## What the task requires
Search the records for the word "bodzhang" and pick out every line that has it.

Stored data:
● ● ● ● ● ● ●

PR #704, opened 2021-08-12
added glibc test suite

salsal97:
uses pseudo fork


jxyang:
The blocking assertion failure here can be overcome by removing "assert(0)". The `mallopt` function modifies behaviors of `malloc` which don't apply to  musl `malloc` implementation anyway. We can simply use `return 0` to tell the caller there is an error.
 https://github.com/deislabs/mystikos/blob/3058d5031225cac26801323a03ae05d292b41bd0/crt/glibc_stub.c#L116

jxyang (approved):

PR #711, opened 2021-08-16
Process signals after clearing wait queues

vtikoo:
Currently we check for outstanding signals on the return path in
myst_tcall_wait. This short-circuiting can leave the higher level
synchronization mechanims like condition variables and mutexes in an
inconsistent state.
This patch moves the signal processing check into mutex and cond variable
implementation.

Signed-off-by: Vikas Tikoo <vitikoo@microsoft.com>

PR #713, opened 2021-08-17
[DO NOT MERGE] Return EINTR on signals from myst_tcall_wait

vtikoo:


vtikoo:
This approach is more unstable than #711 and #717. Closing for now.

PR #715, opened 2021-08-17
Fixed the bug related to handling the last ext2 dirent in a block

bodzhang:
The existing ext2 implementation assumes the last dirent entry always fill to the end of the disk block. In a loop to traverse the dirent list within a buffer, the implementation can read beyond the boundary of the buffer. 

### DIFF
--- a/ext2/ext2.c
+++ b/ext2/ext2.c
@@ -1143,12 +1143,19 @@ static const ext2_dirent_t* _find_dirent(
     const uint8_t* end = (uint8_t*)data + size;
     size_t len = strlen(name);
 
-    while (p < end)
+    /* The end of the block might not have a full ext2_dirent structure. Make
+     * sure the fixed-length header portion is in range before accessing */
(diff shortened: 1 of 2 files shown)


ext2/ext2.c
```diff
@@ -1551,7 +1558,9 @@ static int _count_dirents(
     if ((end - p) % ext2->block_size)
         ERAISE(-EINVAL);
 
-    while (p < end)
+    /* The end of the block might not have a full ext2_dirent structure. Make
+     * sure the fixed-length header portion is in range before accessing */
+    while (p + sizeof(ext2_dirent_t) - EXT2_PATH_MAX < end)
```
vtikoo, line 1563: The `if (p !=end)` check after the while loop might fail if its the last block with trailing zeros?

bodzhang: changed the logic to `if (p > end)` in the latest update

PR #991, opened 2021-11-08
added feature to get the envvars from the docker container

salsal97:


kernel/enter.c
```diff
@@ -820,6 +939,104 @@ int myst_enter_kernel(myst_kernel_args_t* args)
     if (__myst_kernel_args.perf)
         _print_boottime();
 
+    // open the appenv.json
+    char* data;
+    size_t size;
+    char* path = "appenv.json";
```
mingweishih: If this is a hard-coded string, can you use `#define`?

kernel/enter.c
```diff
@@ -820,6 +939,104 @@ int myst_enter_kernel(myst_kernel_args_t* args)
...
+    if ((r = json_parser_init(
+             &parser,
+             data,
+             size,
+             _json_read_callback,
+             &callback_data,
+             &allocator,
+             &options)) != JSON_OK)
+    {
+        myst_eprintf("json_parser_init() failed: %d\n", r);
```
mingweishih: Shouldn't we return on failure?

kernel/enter.c
```diff
@@ -820,6 +939,104 @@ int myst_enter_kernel(myst_kernel_args_t* args)
...
+    }
+
+    parser.trace = _trace;
+
+    if ((r = json_parser_parse(&parser)) != JSON_OK)
+    {
+        myst_eprintf("json_parser_parse() failed: %d\n", r);
```
mingweishih: same here

kernel/enter.c
```diff
@@ -820,6 +939,104 @@ int myst_enter_kernel(myst_kernel_args_t* args)
...
+    }
+
+    if (parser.depth != 0)
+    {
+        myst_eprintf("unterminated objects\n");
```
mingweishih: same here

kernel/enter.c
```diff
@@ -653,6 +662,116 @@ static void _print_boottime(void)
...
+    size_t nv_len = strlen(new_envp.data[pos]);
+    char* tuple = malloc(nv_len + 1 + val_len);
+    strncat(tuple, new_envp.data[pos], nv_len);
+    strncat(tuple, ":", 1);
+    strncat(tuple, value, val_len);
+    if (myst_args_remove(&new_envp, pos, 1) != 0)
+    {
+        myst_eprintf("path variable not found in envp");
+    }
+    myst_args_append1(&new_envp, tuple);
```
mingweishih: I think `tuple` can/should be freed after append. Can you double check?

kernel/enter.c
```diff
@@ -653,6 +662,116 @@ static void _print_boottime(void)
...
+
+static void _trace(
+    json_parser_t* parser,
+    const char* file,
+    unsigned int line,
+    const char* func,
+    const char* message)
+{
+    (void)parser;
+    printf("%s(%u): %s(): %s\n", file, line, func, message);
```
mingweishih: To be safe, check pointers are not NULL before printf

kernel/enter.c
```diff
@@ -820,6 +939,104 @@ int myst_enter_kernel(myst_kernel_args_t* args)
     if (__myst_kernel_args.perf)
         _print_boottime();
 
+    // open the appenv.json
+    char* data;
+    size_t size;
+    char* path = "appenv.json";
+    if (myst_load_file(path, (void**)&data, &size) != 0)
+    {
+        goto skip_docker_env;
```
mingweishih: Instead of adding a goto flow, can you put these code (942 - 1038) in a function? That is, the function can do early return if myst_load_file() != 0

kernel/enter.c
```diff
@@ -653,6 +662,116 @@ static void _print_boottime(void)
...
 static myst_thread_t _main_thread;
 
+static void concat_env_variables(
+    const char* value,
+    myst_args_t new_envp,
+    int pos)
+{
+    size_t val_len = strlen(value);
+    size_t nv_len = strlen(new_envp.data[pos]);
+    char* tuple = malloc(nv_len + 1 + val_len);
```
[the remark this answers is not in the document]
salsal97: Added this check, thank you

kernel/enter.c
```diff
@@ -653,6 +662,116 @@ static void _print_boottime(void)
...
+    strncat(tuple, new_envp.data[pos], nv_len);
+    strncat(tuple, ":", 1);
+    strncat(tuple, value, val_len);
```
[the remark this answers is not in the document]
salsal97: Changed this implementation to use asprintf, thank you for the suggestion

kernel/enter.c
salsal97: Added an ERAISE to propogate the failure

kernel/enter.c
salsal97: Added ERAISE

kernel/enter.c
salsal97: Added ERAISE

kernel/enter.c
salsal97: looking into the frees

kernel/enter.c
salsal97: Implemented this as a different function, thank you for the suggestion

kernel/enter.c
salsal97: added this, thank you

kernel/appenv.c
```diff
@@ -0,0 +1,252 @@
...
+            }
+            free(nv);
+        }
+    }
+
+    myst_args_release(&callback_data.env);
+
+    args->envc = new_envc;
+    args->envp = new_envp.data;
+
```
jxyang, line 245: Free the original arguments here.

kernel/appenv.c
```diff
@@ -0,0 +1,252 @@
...
+    }
+
+    /* store the appenv variables in the env vector according to rules */
+    for (size_t i = 0; i < callback_data.env.size; i++)
+    {
+        char* nv = NULL;
+        if (asprintf(&nv, "%s", callback_data.env.data[i]) == -1)
+            ERAISE(-ENOMEM);
+
+        const char* value = strchr(nv, '=');
```
jxyang, line 207: Suggest a better variable name such as `index`

kernel/appenv.c
```diff
@@ -0,0 +1,252 @@
...
+
+        if (myst_args_append1(&new_envp, nv) != 0)
+            ERAISE(-EINVAL);
+    }
+
+    /* store the appenv variables in the env vector according to rules */
+    for (size_t i = 0; i < callback_data.env.size; i++)
+    {
+        char* nv = NULL;
+        if (asprintf(&nv, "%s", callback_data.env.data[i]) == -1)
```
jxyang, line 204: Why do we need to make a copy of the string?

kernel/appenv.c
```diff
@@ -0,0 +1,252 @@
...
+        {
+            if (myst_args_append1(&new_envp, nv) != 0)
+                ERAISE(-EINVAL);
+            new_envc++;
+        }
+        else
+        {
+            /* if the environment variable is already defined, skip or concat to
+             * its current value if it is PATH or LD_LIBRARY_PATH */
+            if (strncmp(new_envp.data[pos], "PATH=", 5) == 0)
```
jxyang, line 229: We can combine this if-statement and the next one. Also try not to use literal integer for literal string lengths otherwise we will easily screw up when later we modify the string but forget the length. The better way is:

```c
const char* pattern = "....";
if (strncmp(longer_string, pattern, strlen(pattern)) == 0)
   ...
```

kernel/enter.c
```diff
@@ -938,6 +948,16 @@ int myst_enter_kernel(myst_kernel_args_t* args)
         free(process);
         process = NULL;
 
+        if (create_appenv_ret == 0)
```
jxyang, line 951: Suggest doing the clean up in `myst_create_appenv` instead (only when successful)

kernel/enter.c
```diff
@@ -663,6 +665,7 @@ int myst_enter_kernel(myst_kernel_args_t* args)
     myst_process_t* process = NULL;
     myst_fstype_t fstype;
     int tmp_ret;
+    int create_appenv_ret;
```
jxyang, line 668: I think you can reuse `tmp_ret` instead of creating a new variable.

kernel/appenv.c
```diff
@@ -0,0 +1,252 @@
...
+    myst_args_t* new_envp,
+    int pos)
+{
+    char* tuple;
+    const char* curr = new_envp->data[pos];
+
+    if (!curr)
+        return -EINVAL;
+
+    /* Append the APPENV_FILENAME value of the var to the config.json value */
```
jxyang, line 34: The comment about `APPENV_FILENAME` and `config.json` is too specific.

kernel/appenv.c
```diff
@@ -0,0 +1,252 @@
...
+    }
+
+    result = JSON_OK;
+
+done:
+    return result;
+}
+
+#pragma GCC diagnostic push
+#pragma GCC diagnostic ignored "-Wstack-usage="
```
jxyang, line 126: Why the stack size warning has to be turned off? Any huge stack variable should be allocated on the heap using the `locals` structure. 

This function is only called once during the entry of kernel so maybe it's fine to keep the variable on the stack. But I am curious which variable is costing the stack.

kernel/appenv.c
salsal97: Thank you for the suggestion, added

kernel/enter.c
salsal97: I think it might be better to use a separate variable in case the value of tmp_ret is altered by some other part of the code

kernel/appenv.c
salsal97: I agree, modified it a little

kernel/enter.c
salsal97: We use the value after the call to that function, so the free needs to be after the exec statement in enter.c

kernel/appenv.c
salsal97: Was able to turn this off, thank you for your help with the suggestions

jxyang (approved):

● ● ● ● ● ● ●

## Finished task
bodzhang:
bodzhang: changed the logic to `if (p > end)` in the latest update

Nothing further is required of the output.